Но была еще одна причина, по которой он попросил ее руки, — она его полюбила.
Это было новое и приятное ощущение — сознавать, что кто-то тебя любит. До сих пор, если не считать разве что богемного великолепия Дофины со всеми ее интеллектуальными и сексуальными сложностями, мне еще никогда не приходило в голову, что женщина может переспать со мной ради чего-нибудь, кроме корысти или удовольствия, — ну, и еще любопытства, которого тоже не следует недооценивать. Но оказаться любимым — это было нечто новое, и я наслаждался этой новизной.
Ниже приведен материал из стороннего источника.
PR #1039, opened 2024-04-22
Update ODLM module to match major version v4

Daniel-Fan:
https://go.dev/ref/mod#major-version-suffixes
Starting with major version 2, module paths must have a major version suffix like /v2 that matches the major version. For example, if a module has the path example.com/mod at v1.0.0, it must have the path example.com/mod/v2 at version v2.0.0.


YCShen1010 (approved):
/lgtm

PR #1048, opened 2024-05-27
Only discover catalog for an operator when it has been requested in OperandRequest

Daniel-Fan:

After comparing the logs in ODLM from CPFS 4.5 and 4.7 release, the main difference happened on `reconciling Operators for OperandRequest`. And the root cause is about [removing hardcode Catalog specified in the OperandRegistry](https://github.com/IBM/ibm-common-service-operator/pull/1802) for the adoption of Catalog separation.

### Context
After hardcode Catalog specified in OperandRegistry is removed, ODLM needs to do discovery for each operator in OperandRegistry, and find their available Catalog for installation. There are almost 50 operators in OperandRegistry, and it takes about 1 mins to find the Catalog for all of them.

### Solution
However, from the operational perspective, ODLM does not have to find the CatalogSource for each operator in OperandRegistry since not all of them are requested in OperandRequest.
We will need to refactor the code, to only find the Catalog for the operators that are requested in OperandRequest. So it will significantly reduce the time on `reconciling Operators for OperandRequest`

Fixes https://github.ibm.com/IBMPrivateCloud/roadmap/issues/63499#issuecomment-80082231

### DIFF
--- a/controllers/operandbindinfo/operandbindinfo_controller.go
+++ b/controllers/operandbindinfo/operandbindinfo_controller.go
@@ -159,11 +159,11 @@ func (r *Reconciler) Reconcile(ctx context.Context, req ctrl.Request) (_ ctrl.Re
 		return ctrl.Result{}, nil
 	}
 	// Get the operand namespace
-	operandOperator := registryInstance.GetOperator(bindInfoInstance.Spec.Operand)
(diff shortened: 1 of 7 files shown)


YCShen1010 (approved):
/lgtm

PR #1050, opened 2024-06-03
Skip catalog discover when operator is not found in OperandRegistry

Daniel-Fan:
When operator is not found in OperandRegistry, `opt` is `nil` and there should be no catalog discovery for this `nil` object.

Fixes https://github.ibm.com/IBMPrivateCloud/roadmap/issues/63690#issuecomment-81218953

### Test
See comment https://github.ibm.com/IBMPrivateCloud/roadmap/issues/63690#issuecomment-81222501

### DIFF
--- a/controllers/operator/manager.go
+++ b/controllers/operator/manager.go
@@ -402,6 +402,10 @@ func (m *ODLMOperator) GetOperatorNamespace(installMode, namespace string) strin
 // GetOperandFromRegistry gets the Operand from the OperandRegistry
 func (m *ODLMOperator) GetOperandFromRegistry(ctx context.Context, reg *apiv1alpha1.OperandRegistry, operandName string) (*apiv1alpha1.Operator, error) {
 	opt := reg.GetOperator(operandName)
+	if opt == nil {
+		return nil, nil
+	}
+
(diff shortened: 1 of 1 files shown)


controllers/operator/manager.go
```diff
@@ -402,38 +402,40 @@ func (m *ODLMOperator) GetOperatorNamespace(installMode, namespace string) strin
...
-		odlmCatalog = odlmSubList.Items[0].Spec.CatalogSource
-		odlmCatalogNs = odlmSubList.Items[0].Spec.CatalogSourceNamespace
-	}
-
-	if opt.SourceName == "" || opt.SourceNamespace == "" {
-		catalogSourceName, catalogSourceNs, err := m.GetCatalogSourceFromPackage(ctx, opt.PackageName, opt.Namespace, opt.Channel, reg.Namespace, odlmCatalog, odlmCatalogNs, excludedCatalogSources)
-		if err != nil {
-			return nil, err
-		}
+	if opt != nil {
```
bitscuit, line 405: suggest to invert the condition, so that if opt is nil, then return nil. Will be easier to read the code, and best practice is to return as early as possible.

bitscuit (approved):
/lgtm

PR #1053, opened 2024-06-05
reconcile k8s resource in parallel and with retry logic

Daniel-Fan:
Reduce the k8s resource reconciliation time

Fixes https://github.ibm.com/IBMPrivateCloud/roadmap/issues/63499

### Description
ODLM will be capable of reconciling 3 resources(resource A, B, C) in parallel, to speed up the overall reconciliation time.

#### Reconcile the same resource with retry
It is possible that the resource C depends on certain fields in resource A, so the reconciliation of resource C can't be completed until resource A is completed.
In order to minimize the waiting time, ODLM will always re-try the resource A reconciliation several times before raising an error. And the waiting time for each re-try is increased exponentially to avoid heavy workload on APIServer.
```golang
for i := 0; i < chunkSize; i++ {
    err = r.reconcileK8sResource(ctx, res, serviceName, opConfigName, opConfigNs)
    if err == nil {
	    return nil
    }
    klog.Errorf("Failed to reconcile k8s resource %s/%s: %v", res.Namespace, res.Name, err)
    if i < chunkSize-1 {
	    waitTime := time.Duration((1 << i) * 4 * int(time.Second))
	    klog.Warningf("Retry reconcile k8s resource %s/%s after %v", res.Namespace, res.Name, waitTime)
	    time.Sleep(waitTime)
    }
} 
```

#### Remove resource deep equal comparison
Previously we always have a code `DeepEqual(oldObject, newObject)` to check if the object is updated or not before we put a `Update` command to APIServer.
However, I noticed that the `DeepEqual(oldObject, newObject)` always returns `false` in the practice even there is no object update - not sure why it happens.

As a result, I remove this `DeepEqual` comparison to reduce runtime, and I always put a `Update` command to APIServer and rely on k8s `resourceVersion` to check if object is truly updated or not.
```golang
resourceVersion := existingK8sRes.GetResourceVersion()
err = r.Update(ctx, &existingK8sRes)
...
if UpdatedK8sRes.GetResourceVersion() != resourceVersion {
   klog.Infof("Finish updating the k8s Resource: -- Kind: %s, NamespacedName: %s/%s", kind, namespace, name)
} else {
   klog.Infof("No updates on k8s resource with apiversion: %s, kind: %s, %s/%s", apiversion, kind, namespace, name)
}
```

#### Other trivial updates
- Update the trigger condition on reconciliation for OperatorConfig

### DIFF
--- a/controllers/constant/constant.go
+++ b/controllers/constant/constant.go
@@ -90,4 +90,7 @@ const (
 
 	//DefaultCSVWaitPeriod is the default period for wait CSV ready
 	DefaultCSVWaitPeriod = 1 * time.Minute
+
+	//DefaultCRRetryNumber is the default maximum number of retry for reconciling a custom resource
+	DefaultCRRetryNumber = 3
 )
--- a/controllers/operandrequest/reconcile_operand.go
+++ b/controllers/operandrequest/reconcile_operand.go
@@ -236,7 +236,7 @@ func (r *Reconciler) reconcileCRwithConfig(ctx context.Context, service *operato
 			go func(res operatorv1alpha1.ConfigResource) {
 				defer wg.Done()
 				defer func() { <-semaphore }() // release semaphore
-				err := r.reconcileK8sResourceWithRetries(ctx, res, service.Name, opConfigName, opConfigNs, chunkSize)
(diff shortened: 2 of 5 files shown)


bitscuit (approved):
/lgtm

PR #1078, opened 2024-08-28
added feature to handle user managed operators (BYO)

bitscuit:


controllers/operandrequest/reconcile_operator.go
```diff
@@ -160,6 +160,22 @@ func (r *Reconciler) reconcileSubscription(ctx context.Context, requestInstance
...
+		sub.Annotations[requestInstance.Namespace+"."+requestInstance.Name+"."+operand.Name+"/operatorNamespace"] = namespace
+		if err = r.updateSubscription(ctx, requestInstance, sub); err != nil {
+			requestInstance.SetMemberStatus(opt.Name, operatorv1alpha1.OperatorFailed, "", mu)
+			return err
+		}
+		requestInstance.SetMemberStatus(opt.Name, operatorv1alpha1.OperatorUpdating, "", mu)
+		// requestInstance.SetMemberStatus(operand.Name, operatorv1alpha1.OperatorRunning, operatorv1alpha1.ServiceRunning, mu)
+		return nil
+	}
+
```
Daniel-Fan, line 178: Hi @bitscuit 

I am wondering if we are able to handle the case where user creates subscription in `openshift-operators` namespace with all namespaces mode, and install CPFS in own namespace mode.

Я нежился в лучах ее искреннего восхищения, которое почувствовал уже тогда, когда впервые оказался в ее квартире (так непохожей на богемно-шикарное гнездышко Дофины), на вечеринке (так непохожей на наше с Дофиной времяпрепровождение), где гости пили не слишком сухой херес, благоговейно слушали Моцарта, Баха и Вивальди, обсуждали свои профессиональные дела и под конец, довольно явно побуждаемые хозяйкой, занялись Джедом Тьюксбери.
Этот последний акт начался после того, как Агнес попросила меня рассказать про доктора Штальмана — я ведь был его ассистентом, правда? Я ведь жил в его удивительном доме, правда? Я понял, что для этого нового поколения аспирантов, никогда не знавших доктора Штальмана, он был некоей мифической фигурой, олицетворением Солнца, допотопным гигантом, и что некоторым из них, во всяком случае Агнес Андресен, я представлялся кем-то вроде помазанника Божьего. Поэтому я рассказал им про доктора Штальмана и с подобающей скромностью ответил на вопросы, касавшиеся Джеда Тьюксбери и его научных достижений.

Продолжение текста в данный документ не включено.